[Aim of the exercise]: Once the line with "PR #316, opened 2026-05-25" is found in the data, output it and each following line exactly, up to and including the line with "- **#305 — incremental", and nothing before or after.

(Collected data entries)
▼
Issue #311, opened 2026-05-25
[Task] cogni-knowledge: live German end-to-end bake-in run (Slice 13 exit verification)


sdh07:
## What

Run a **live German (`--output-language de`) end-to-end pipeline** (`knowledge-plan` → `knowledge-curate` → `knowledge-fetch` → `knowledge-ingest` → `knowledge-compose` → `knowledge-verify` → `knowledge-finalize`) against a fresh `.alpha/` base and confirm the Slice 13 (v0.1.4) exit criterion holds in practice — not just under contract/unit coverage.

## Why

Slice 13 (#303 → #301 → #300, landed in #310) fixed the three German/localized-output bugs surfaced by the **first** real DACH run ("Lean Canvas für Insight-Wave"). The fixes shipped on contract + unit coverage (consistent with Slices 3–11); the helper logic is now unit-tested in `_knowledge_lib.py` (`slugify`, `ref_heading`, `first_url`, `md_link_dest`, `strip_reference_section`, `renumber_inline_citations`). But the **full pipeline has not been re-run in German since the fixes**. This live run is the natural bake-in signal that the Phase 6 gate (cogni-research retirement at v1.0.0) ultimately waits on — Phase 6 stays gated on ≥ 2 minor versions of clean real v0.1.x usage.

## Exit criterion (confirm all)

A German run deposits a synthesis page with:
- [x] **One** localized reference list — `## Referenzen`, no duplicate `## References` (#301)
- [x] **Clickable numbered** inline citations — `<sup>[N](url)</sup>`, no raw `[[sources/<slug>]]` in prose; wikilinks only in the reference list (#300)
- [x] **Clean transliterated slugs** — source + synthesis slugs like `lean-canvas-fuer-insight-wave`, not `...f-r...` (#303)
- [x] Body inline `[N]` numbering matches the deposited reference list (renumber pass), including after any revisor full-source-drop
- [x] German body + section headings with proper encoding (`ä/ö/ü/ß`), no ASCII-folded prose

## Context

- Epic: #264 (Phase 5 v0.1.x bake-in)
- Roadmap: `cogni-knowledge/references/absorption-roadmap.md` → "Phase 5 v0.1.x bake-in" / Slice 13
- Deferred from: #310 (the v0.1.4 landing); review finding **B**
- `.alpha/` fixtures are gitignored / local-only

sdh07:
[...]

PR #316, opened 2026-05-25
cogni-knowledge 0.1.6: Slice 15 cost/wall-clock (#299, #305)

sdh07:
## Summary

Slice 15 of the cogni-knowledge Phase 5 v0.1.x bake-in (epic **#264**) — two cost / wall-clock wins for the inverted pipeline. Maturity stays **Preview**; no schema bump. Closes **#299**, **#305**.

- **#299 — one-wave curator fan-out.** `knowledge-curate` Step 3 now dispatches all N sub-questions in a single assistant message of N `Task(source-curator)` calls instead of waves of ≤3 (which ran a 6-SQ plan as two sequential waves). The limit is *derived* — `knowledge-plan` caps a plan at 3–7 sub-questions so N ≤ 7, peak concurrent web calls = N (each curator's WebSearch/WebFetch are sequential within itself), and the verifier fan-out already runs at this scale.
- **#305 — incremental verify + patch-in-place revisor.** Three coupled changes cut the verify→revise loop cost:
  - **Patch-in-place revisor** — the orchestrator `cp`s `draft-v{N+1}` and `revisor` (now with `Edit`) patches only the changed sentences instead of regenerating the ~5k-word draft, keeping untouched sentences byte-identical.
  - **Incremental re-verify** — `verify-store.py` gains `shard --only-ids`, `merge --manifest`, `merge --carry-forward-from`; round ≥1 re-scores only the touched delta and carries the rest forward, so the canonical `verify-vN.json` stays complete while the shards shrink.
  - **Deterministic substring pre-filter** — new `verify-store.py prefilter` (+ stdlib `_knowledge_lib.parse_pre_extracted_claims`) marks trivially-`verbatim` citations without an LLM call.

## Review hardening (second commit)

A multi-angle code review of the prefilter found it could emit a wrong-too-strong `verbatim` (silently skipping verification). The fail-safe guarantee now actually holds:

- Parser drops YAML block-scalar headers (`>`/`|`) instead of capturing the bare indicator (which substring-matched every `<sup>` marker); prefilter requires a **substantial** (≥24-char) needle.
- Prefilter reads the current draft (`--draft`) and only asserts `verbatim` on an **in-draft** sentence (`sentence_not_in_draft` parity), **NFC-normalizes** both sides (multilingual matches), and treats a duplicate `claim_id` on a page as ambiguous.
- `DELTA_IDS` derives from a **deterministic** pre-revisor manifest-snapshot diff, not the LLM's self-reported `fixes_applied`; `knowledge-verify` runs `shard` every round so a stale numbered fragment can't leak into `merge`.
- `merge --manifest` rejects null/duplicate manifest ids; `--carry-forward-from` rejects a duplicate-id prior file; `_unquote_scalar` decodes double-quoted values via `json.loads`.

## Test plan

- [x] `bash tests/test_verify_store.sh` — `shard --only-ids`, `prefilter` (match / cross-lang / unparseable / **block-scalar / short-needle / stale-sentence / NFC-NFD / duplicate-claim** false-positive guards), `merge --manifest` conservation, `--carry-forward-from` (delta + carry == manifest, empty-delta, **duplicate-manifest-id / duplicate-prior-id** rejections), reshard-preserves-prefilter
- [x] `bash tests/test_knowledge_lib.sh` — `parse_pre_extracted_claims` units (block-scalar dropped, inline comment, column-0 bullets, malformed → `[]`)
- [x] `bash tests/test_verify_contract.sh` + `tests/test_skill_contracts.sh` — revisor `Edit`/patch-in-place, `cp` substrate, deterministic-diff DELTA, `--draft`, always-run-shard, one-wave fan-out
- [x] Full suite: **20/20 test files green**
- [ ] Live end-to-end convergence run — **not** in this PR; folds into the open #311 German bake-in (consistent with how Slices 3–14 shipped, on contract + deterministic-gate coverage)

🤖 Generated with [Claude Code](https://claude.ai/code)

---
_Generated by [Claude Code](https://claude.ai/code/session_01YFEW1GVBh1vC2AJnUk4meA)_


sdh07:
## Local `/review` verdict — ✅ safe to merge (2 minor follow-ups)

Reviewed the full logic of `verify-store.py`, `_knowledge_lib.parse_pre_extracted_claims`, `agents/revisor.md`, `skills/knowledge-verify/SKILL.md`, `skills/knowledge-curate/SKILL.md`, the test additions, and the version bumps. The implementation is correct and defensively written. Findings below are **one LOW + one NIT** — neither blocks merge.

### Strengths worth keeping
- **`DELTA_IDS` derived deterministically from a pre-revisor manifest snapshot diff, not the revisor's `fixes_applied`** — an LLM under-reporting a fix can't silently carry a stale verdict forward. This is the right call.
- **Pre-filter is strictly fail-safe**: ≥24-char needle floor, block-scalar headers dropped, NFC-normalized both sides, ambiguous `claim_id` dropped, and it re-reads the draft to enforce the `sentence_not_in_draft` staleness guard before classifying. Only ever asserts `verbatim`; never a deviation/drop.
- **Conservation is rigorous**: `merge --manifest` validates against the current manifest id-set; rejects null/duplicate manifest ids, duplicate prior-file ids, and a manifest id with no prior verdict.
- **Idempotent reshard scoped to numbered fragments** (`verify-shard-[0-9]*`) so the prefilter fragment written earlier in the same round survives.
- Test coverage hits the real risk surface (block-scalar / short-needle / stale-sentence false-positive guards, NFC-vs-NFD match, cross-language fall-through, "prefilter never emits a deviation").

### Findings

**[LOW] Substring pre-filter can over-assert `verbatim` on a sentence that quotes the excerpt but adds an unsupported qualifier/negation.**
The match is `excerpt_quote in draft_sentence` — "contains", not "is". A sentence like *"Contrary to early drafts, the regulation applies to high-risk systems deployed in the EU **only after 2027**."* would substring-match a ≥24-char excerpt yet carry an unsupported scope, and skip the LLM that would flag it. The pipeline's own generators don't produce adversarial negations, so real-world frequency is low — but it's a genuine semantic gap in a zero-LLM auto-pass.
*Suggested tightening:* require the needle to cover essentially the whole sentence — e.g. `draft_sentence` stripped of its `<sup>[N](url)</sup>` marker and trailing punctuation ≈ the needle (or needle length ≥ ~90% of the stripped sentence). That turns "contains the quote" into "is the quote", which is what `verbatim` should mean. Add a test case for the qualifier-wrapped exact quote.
▲
▼
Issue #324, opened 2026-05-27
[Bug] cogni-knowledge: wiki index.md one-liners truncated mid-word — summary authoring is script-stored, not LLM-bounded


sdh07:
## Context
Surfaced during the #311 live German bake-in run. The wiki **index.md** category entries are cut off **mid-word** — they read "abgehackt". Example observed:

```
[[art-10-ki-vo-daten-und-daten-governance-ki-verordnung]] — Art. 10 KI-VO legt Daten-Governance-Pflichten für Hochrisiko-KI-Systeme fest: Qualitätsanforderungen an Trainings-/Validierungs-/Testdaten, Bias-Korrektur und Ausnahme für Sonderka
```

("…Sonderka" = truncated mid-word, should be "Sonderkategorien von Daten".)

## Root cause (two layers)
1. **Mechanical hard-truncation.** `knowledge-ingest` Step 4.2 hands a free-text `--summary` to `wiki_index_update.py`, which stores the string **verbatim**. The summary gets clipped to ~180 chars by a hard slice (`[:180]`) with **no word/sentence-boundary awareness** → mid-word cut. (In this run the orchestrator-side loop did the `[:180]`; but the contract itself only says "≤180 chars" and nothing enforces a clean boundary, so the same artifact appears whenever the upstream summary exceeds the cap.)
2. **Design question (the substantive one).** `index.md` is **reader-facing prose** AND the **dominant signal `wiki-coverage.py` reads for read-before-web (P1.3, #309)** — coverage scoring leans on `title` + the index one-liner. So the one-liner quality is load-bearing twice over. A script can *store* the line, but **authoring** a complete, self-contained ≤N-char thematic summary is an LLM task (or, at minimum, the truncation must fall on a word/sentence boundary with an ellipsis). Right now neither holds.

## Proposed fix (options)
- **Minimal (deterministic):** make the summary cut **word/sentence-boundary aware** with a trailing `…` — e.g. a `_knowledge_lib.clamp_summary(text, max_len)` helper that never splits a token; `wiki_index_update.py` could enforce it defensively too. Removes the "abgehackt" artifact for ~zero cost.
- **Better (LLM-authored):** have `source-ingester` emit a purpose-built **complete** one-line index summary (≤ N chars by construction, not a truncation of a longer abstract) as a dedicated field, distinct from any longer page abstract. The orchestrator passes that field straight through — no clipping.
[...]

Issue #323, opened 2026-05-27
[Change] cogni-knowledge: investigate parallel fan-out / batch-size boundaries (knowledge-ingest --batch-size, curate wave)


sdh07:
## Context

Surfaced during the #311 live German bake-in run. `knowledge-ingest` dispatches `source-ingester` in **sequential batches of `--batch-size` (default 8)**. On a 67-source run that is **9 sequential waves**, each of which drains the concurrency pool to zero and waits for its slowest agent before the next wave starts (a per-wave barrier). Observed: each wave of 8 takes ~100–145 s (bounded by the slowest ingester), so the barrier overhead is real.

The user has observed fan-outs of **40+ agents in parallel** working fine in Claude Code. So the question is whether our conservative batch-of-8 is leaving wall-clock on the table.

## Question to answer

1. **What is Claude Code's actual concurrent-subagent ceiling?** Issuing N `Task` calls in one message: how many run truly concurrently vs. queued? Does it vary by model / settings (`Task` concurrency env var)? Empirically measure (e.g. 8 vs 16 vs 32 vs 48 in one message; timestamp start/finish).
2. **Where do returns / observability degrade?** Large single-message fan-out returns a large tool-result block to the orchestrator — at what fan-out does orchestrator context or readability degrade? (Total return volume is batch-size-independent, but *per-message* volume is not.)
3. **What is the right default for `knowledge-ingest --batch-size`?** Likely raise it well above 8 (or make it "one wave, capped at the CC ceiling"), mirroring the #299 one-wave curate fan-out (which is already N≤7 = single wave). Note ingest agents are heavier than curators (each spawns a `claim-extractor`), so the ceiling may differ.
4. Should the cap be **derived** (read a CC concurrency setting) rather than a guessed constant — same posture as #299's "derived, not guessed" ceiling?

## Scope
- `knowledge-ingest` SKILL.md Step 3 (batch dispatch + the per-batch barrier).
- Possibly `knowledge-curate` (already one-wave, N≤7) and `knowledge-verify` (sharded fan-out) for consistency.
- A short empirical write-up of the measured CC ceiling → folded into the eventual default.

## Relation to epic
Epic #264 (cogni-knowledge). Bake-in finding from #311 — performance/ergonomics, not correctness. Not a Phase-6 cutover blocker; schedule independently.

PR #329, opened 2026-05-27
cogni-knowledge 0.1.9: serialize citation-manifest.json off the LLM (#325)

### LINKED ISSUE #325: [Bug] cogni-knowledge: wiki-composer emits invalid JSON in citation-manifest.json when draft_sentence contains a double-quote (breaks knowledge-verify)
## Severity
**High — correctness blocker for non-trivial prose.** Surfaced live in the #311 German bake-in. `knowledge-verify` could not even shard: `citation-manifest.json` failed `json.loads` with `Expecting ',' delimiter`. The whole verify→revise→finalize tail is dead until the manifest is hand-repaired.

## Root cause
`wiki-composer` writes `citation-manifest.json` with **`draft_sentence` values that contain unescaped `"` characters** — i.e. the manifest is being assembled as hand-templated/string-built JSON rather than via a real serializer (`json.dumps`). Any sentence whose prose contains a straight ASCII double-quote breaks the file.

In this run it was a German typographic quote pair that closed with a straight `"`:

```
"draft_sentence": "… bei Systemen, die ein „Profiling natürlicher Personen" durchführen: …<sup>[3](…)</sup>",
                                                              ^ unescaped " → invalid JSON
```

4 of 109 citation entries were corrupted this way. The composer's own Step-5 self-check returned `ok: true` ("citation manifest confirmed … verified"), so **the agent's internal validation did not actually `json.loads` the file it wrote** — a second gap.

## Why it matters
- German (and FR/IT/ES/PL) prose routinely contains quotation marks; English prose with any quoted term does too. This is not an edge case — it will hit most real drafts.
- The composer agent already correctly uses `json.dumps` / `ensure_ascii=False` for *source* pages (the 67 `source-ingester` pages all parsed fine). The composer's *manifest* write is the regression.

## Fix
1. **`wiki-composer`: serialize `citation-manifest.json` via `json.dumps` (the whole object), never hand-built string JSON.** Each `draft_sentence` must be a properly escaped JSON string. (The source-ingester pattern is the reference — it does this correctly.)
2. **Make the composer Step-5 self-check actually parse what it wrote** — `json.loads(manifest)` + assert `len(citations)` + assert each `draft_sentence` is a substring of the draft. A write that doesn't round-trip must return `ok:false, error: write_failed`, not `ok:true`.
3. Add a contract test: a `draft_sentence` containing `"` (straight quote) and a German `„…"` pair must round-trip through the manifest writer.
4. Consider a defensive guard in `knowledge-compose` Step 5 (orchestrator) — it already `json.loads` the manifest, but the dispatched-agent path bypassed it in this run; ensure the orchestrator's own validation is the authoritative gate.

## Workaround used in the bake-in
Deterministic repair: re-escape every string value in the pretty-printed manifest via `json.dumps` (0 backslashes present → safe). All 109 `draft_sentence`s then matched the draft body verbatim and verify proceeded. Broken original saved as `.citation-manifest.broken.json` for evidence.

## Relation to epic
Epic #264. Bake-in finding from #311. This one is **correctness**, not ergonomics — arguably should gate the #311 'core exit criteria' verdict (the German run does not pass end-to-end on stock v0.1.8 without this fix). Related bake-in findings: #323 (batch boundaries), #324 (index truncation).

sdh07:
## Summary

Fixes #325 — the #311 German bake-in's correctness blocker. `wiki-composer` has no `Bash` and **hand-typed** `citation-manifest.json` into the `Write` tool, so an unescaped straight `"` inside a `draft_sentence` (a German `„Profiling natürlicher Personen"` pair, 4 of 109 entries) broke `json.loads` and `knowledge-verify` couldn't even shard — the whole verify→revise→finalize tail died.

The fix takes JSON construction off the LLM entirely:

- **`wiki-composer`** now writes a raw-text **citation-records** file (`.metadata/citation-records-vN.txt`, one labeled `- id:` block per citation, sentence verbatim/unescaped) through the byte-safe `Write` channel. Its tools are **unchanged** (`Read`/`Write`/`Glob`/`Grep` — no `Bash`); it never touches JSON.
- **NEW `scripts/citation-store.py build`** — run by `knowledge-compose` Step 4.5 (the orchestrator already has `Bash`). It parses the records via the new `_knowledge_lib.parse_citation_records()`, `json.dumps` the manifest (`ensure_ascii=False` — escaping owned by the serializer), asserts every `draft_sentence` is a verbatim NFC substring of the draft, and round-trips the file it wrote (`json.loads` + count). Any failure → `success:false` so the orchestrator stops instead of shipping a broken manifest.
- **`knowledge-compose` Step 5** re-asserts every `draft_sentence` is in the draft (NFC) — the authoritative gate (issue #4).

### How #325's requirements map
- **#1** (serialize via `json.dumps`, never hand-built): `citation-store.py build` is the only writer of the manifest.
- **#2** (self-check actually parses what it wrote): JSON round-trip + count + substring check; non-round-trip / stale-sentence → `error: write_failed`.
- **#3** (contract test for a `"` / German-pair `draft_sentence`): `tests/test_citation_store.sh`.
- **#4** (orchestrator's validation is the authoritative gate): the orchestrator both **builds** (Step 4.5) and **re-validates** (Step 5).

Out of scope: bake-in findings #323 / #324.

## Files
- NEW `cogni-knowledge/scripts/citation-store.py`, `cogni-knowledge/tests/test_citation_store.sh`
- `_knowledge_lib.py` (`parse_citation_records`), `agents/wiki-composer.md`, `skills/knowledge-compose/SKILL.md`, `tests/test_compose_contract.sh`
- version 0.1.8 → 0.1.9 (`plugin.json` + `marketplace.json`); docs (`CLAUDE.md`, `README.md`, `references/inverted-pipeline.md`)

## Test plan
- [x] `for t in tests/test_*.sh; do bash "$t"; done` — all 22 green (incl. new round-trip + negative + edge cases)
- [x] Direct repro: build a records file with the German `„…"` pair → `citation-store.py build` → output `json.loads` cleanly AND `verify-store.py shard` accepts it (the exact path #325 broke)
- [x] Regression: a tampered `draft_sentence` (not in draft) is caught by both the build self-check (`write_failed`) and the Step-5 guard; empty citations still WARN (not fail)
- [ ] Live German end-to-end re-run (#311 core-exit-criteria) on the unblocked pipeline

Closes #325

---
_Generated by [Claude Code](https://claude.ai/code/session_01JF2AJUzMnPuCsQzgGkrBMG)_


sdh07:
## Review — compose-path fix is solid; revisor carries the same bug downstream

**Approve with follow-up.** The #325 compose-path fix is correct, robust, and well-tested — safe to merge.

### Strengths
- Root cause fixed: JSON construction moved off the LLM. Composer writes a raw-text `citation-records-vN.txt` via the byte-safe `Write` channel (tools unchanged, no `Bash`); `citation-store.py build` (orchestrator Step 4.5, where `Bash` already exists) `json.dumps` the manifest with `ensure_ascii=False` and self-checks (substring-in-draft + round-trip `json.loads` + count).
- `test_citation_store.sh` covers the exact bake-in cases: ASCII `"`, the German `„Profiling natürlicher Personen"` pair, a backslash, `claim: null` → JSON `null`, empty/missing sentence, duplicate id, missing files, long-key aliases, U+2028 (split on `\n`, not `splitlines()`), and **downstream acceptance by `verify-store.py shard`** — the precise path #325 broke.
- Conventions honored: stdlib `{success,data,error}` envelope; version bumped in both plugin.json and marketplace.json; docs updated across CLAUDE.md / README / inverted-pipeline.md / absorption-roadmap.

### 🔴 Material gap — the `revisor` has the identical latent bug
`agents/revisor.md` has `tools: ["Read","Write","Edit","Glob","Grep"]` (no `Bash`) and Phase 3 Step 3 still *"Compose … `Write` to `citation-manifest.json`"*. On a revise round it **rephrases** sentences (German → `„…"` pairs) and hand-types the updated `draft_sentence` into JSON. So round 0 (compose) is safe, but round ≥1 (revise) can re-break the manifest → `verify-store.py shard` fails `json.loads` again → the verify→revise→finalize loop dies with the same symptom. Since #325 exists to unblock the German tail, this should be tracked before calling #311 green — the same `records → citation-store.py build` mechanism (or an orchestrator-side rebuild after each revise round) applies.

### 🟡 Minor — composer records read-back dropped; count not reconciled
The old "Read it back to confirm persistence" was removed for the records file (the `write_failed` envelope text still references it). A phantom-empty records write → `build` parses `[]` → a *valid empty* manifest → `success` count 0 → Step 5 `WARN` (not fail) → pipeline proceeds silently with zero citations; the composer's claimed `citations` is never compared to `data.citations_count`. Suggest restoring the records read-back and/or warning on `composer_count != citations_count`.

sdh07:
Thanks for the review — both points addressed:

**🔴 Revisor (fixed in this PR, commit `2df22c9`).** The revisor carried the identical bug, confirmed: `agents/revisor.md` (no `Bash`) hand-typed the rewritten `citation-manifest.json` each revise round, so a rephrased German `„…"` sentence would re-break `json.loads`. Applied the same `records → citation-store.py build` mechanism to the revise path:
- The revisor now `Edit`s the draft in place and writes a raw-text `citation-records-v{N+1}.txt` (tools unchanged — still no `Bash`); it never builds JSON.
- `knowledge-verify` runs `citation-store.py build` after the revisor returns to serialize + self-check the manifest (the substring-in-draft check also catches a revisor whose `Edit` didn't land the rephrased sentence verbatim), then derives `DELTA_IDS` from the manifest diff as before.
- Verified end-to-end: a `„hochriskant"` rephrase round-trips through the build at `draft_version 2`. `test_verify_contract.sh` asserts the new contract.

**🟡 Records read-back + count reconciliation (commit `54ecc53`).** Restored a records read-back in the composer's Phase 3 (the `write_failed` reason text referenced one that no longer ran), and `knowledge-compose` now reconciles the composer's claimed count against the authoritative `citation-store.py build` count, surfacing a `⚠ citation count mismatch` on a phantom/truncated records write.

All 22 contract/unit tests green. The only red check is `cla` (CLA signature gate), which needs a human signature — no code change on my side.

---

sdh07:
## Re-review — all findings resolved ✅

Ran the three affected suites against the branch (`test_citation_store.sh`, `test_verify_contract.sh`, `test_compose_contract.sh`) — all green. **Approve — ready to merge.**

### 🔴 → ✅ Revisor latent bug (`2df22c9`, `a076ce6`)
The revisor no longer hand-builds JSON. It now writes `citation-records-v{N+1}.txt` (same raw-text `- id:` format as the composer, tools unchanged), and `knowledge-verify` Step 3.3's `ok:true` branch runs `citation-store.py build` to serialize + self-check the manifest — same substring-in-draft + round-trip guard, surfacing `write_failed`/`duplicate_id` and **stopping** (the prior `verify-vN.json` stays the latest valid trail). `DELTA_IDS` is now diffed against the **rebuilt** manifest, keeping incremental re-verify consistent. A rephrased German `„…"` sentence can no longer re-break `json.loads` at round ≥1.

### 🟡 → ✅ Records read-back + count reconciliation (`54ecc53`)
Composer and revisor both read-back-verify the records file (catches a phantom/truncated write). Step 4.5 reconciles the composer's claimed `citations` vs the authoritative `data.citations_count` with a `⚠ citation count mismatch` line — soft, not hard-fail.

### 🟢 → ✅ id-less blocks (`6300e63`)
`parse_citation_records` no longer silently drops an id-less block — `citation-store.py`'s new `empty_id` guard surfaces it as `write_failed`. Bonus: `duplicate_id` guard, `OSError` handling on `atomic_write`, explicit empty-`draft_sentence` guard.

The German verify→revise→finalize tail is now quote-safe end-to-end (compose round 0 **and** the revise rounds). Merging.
▲
[Response to this exercise]:
PR #316, opened 2026-05-25
cogni-knowledge 0.1.6: Slice 15 cost/wall-clock (#299, #305)

sdh07:
## Summary

Slice 15 of the cogni-knowledge Phase 5 v0.1.x bake-in (epic **#264**) — two cost / wall-clock wins for the inverted pipeline. Maturity stays **Preview**; no schema bump. Closes **#299**, **#305**.

- **#299 — one-wave curator fan-out.** `knowledge-curate` Step 3 now dispatches all N sub-questions in a single assistant message of N `Task(source-curator)` calls instead of waves of ≤3 (which ran a 6-SQ plan as two sequential waves). The limit is *derived* — `knowledge-plan` caps a plan at 3–7 sub-questions so N ≤ 7, peak concurrent web calls = N (each curator's WebSearch/WebFetch are sequential within itself), and the verifier fan-out already runs at this scale.
- **#305 — incremental verify + patch-in-place revisor.** Three coupled changes cut the verify→revise loop cost:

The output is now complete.